MARTIN LUTHER KING

Black is toujours beautiful

Martin Luther King
Par Mustapha Boutadjine
Paris 2000 – Graphisme-collage, 120 x 90 cm

Le rêve

Par Mgr Jacques Gaillot
Évêque de Partenia

Passionné de justice et de paix, Martin Luther est vite devenu un héros national.
En 1983, suprême honneur, un jour férié lui est consacré aux États-Unis : le « Martin Luther King Day ». Seul, jusqu’ici, George Washington, premier président du pays, avait eu cet honneur. Né en 1929, Martin Luther est très vite confronté à l’inégalité raciale et il fait le rêve de voir s’instaurer un jour l’égalité entre les êtres humains.
Le 28 août 1963, à Washington, devant 250 000 « pèlerins de la liberté », il s’écrie : « Je rêve qu’un jour les fils des anciens esclaves et les fils des anciens propriétaires puissent s’asseoir à la même table, la table de la fraternité. »
Sur la célèbre place de Washington, a-t-il imaginé un instant qu’un Noir pourrait gravir les marches de la Maison-Blanche et devenir le premier président noir des États-Unis ?
En 1950 – il a vingt-et-un ans – le jeune pasteur découvre les œuvres de Gandhi, avec cette parole lumineuse :
« L’avenir est à ceux qui pratiquent la vérité et l’amour. »
« Ce principe, dit-il, devint l’étoile directrice de notre mouvement.
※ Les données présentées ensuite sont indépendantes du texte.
PR #2417, opened 2024-07-30
animate: Add helix animation

soreau:
Add helix animation.

### DIFF
--- a/plugins/animate/helix.hpp
+++ b/plugins/animate/helix.hpp
@@ -39,7 +39,7 @@
 #include "animate.hpp"
 
 
-static std::string transformer_name = "animation-helix";
+static std::string helix_transformer_name = "animation-helix";
 
 wf::option_wrapper_t<wf::animation_description_t> helix_duration{"animate/helix_duration"};
 
@@ -310,15 +310,15 @@ class helix_animation : public animation_base
         auto bbox = view->get_transformed_node()->get_bounding_box();
         auto tmgr = view->get_transformed_node();
         auto node = std::make_shared<wf::helix::helix_transformer>(view, bbox);
-        tmgr->add_transformer(node, wf::TRANSFORMER_HIGHLEVEL + 1, transformer_name);
+        tmgr->add_transformer(node, wf::TRANSFORMER_HIGHLEVEL + 1, helix_transformer_name);
         node->init_animation(type & HIDING_ANIMATION);
     }
 
     void pop_transformer(wayfire_view view)
     {
-        if (view->get_transformed_node()->get_transformer(transformer_name))
+        if (view->get_transformed_node()->get_transformer(helix_transformer_name))
         {
-            view->get_transformed_node()->rem_transformer(transformer_name);
+            view->get_transformed_node()->rem_transformer(helix_transformer_name);
         }
     }
 
@@ -335,7 +335,7 @@ class helix_animation : public animation_base
             return false;
         }
 
-        if (auto tr = tmgr->get_transformer<wf::helix::helix_transformer>(transformer_name))
+        if (auto tr = tmgr->get_transformer<wf::helix::helix_transformer>(helix_transformer_name))
         {
             auto running = tr->progression.running();
             if (!running)
@@ -354,7 +354,7 @@ class helix_animation : public animation_base
     {
         if (auto tr =
                 view->get_transformed_node()->get_transformer<wf::helix::helix_transformer>(
-                    transformer_name))
+                    helix_transformer_name))
         {
             tr->progression.reverse();
         }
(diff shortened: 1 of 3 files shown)


plugins/animate/helix.hpp
```diff
@@ -0,0 +1,329 @@
...
+
+    class simple_node_render_instance_t : public wf::scene::transformer_render_instance_t<helix_transformer>
+    {
+        wf::signal::connection_t<node_damage_signal> on_node_damaged =
+            [=] (node_damage_signal *ev)
+        {
+            push_to_parent(ev->region);
+        };
+
+        wayfire_view view;
```
ammen99, line 106: as far as I see this variable is not used anywhere.

plugins/animate/helix.hpp
```diff
@@ -0,0 +1,329 @@
...
+{
+static std::string helix_transformer_name = "animation-helix";
+using namespace wf::scene;
+using namespace wf::animation;
+class helix_animation_t : public duration_t
+{
+  public:
+    using duration_t::duration_t;
+};
+class helix_transformer : public wf::scene::view_2d_transformer_t
```
ammen99, line 91: Is there a reason for deriving from `view_2d_transformer_t` instead of `transformer_base_node_t` directly?

plugins/animate/helix.hpp
```diff
@@ -0,0 +1,329 @@
...
+                        .damage   = damage & self->animation_geometry,
+                    });
+        }
+
+        void transform_damage_region(wf::region_t& damage) override
+        {
+            damage |= wf::region_t{self->animation_geometry};
+        }
+
+        void render(const wf::render_target_t& target,
```
ammen99, line 138: Looking at this, I have an idea on how to make this less CPU-intensive, because I am getting 50%+ cpu usage even on 1080p (the effect will be much more pronounced on 4k displays since the algorithm is linear in height):

Compute a vertex buffer with strips spanning a simple [0,1]x[0,1] rectangle (the rectangle can be easily scaled to match the view size with a matrix multiplication in the vertex shader).

Based on the actual view height at runtime, we select how many strips to render.

Rotation is also doable in the vertex shader - for example by using something like `floor(gl_VertexID / 6.0` you can get the strip index, and from the strip index you can calculate the rotation for the strip. 

Does that sound about right? Maybe I misunderstand the implementation, but feels like the computation-intensive part of this effect can thus be offloaded completely to the GPU.

ammen99 (commented):
The effect works quite well but I think it uses lots of CPU and I also think we can make it work almost entirely on the GPU .. let me know what you think about that.

soreau:
> The effect works quite well but I think it uses lots of CPU and I also think we can make it work almost entirely on the GPU .. let me know what you think about that.

My initial thought is that it would be a lot of work for relatively little payoff.

> The effect works quite well but I think it uses lots of CPU and I also think we can make it work almost entirely on the GPU .. let me know what you think about that.

> Looking at this, I have an idea on how to make this less CPU-intensive, because I am getting 50%+ cpu usage even on 1080p (the effect will be much more pronounced on 4k displays since the algorithm is linear in height):
> 
> Compute a vertex buffer with strips spanning a simple [0,1]x[0,1] rectangle (the rectangle can be easily scaled to match the view size with a matrix multiplication in the vertex shader).
> 
> Based on the actual view height at runtime, we select how many strips to render.
> 
> Rotation is also doable in the vertex shader - for example by using something like `floor(gl_VertexID / 6.0` you can get the strip index, and from the strip index you can calculate the rotation for the strip.
> 
> Does that sound about right? Maybe I misunderstand the implementation, but feels like the computation-intensive part of this effect can thus be offloaded completely to the GPU.

Maybe, but I'll leave you to experiment with this idea.

soreau:
> The effect works quite well but I think it uses lots of CPU and I also think we can make it work almost entirely on the GPU .. let me know what you think about that.

You previously mentioned that helix takes about 50% cpu in your tests. I did my own tests, of each animation, running wayfire with nothing more than what is required to do the tests. Here are the results:

```
Duration: 5000ms
No animation (idle): 2% cpu
Fade:        14% - 2% = 12%
Zoom:        14% - 2% = 12%
Fire:        42% - 2% = 40%
Zap:         14% - 2% = 12%
Spin:        14% - 2% = 12%
Helix:       17% - 2% = 15%
Blinds:      24% - 2% = 22%
Shatter:     40% - 2% = 38%
Vortex:      15% - 2% = 13%
Squeezimize: 18% - 2% = 16%
```

It seems fire is the worst, at 40%, followed by shatter at 38% and blinds at 22%. Helix is nearly on par with the built-in transformer animations at 15%. Please let me know what you think in light of this.

soreau:
Closing this because this animation is now part of wayfire-plugins-extra 'extra-animations' plugin.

Le Christ donnait l’esprit, Gandhi fournissait la méthode. »
Dès lors, il va utiliser cette stratégie qu’il inaugure à Montgomery, sa propre ville. Dans un autobus, une Noire, Rosa Parks, refuse de céder sa place à un Blanc comme l’exige la loi. Elle est arrêtée.
Le pasteur invite son peuple à boycotter les autobus. La grève dure 382 jours. La compagnie de transports frôle la faillite. Finalement, la Cour suprême des États-Unis déclare non constitutionnelle la ségrégation dans les autobus.
L’action s’étend à tout le pays : des groupes de Noirs viennent s’asseoir dans tous les lieux réservés aux Blancs, restaurants, magasins, banques, cinémas.
Ils sont souvent injuriés, matraqués, en butte aux chiens policiers et aux lances d’incendie.
Le pasteur King est menacé au téléphone de jour comme de nuit ; sa maison est dynamitée et son église incendiée.
À ses adversaires, il répond : « À votre force physique, nous opposerons la force de nos âmes.
Faites-nous tout ce que vous voudrez et nous vous aimerons encore… »
L’immense héritage que nous laisse le champion de l’égalité raciale a été scellé par son sang.
De la fenêtre de son hôtel, à Memphis, il fut blessé mortellement par balle. C’était le 4 avril 1968.
Le rêve venait de se briser. Une grande voix s’éteignait. Le monde se retrouvait orphelin.
Mais de partout, des hommes et des femmes se sont levés pour reprendre le flambeau de la lutte pour l’égalité entre les humains. Le rêve de la fraternité humaine ne peut pas mourir.
Demain est à faire.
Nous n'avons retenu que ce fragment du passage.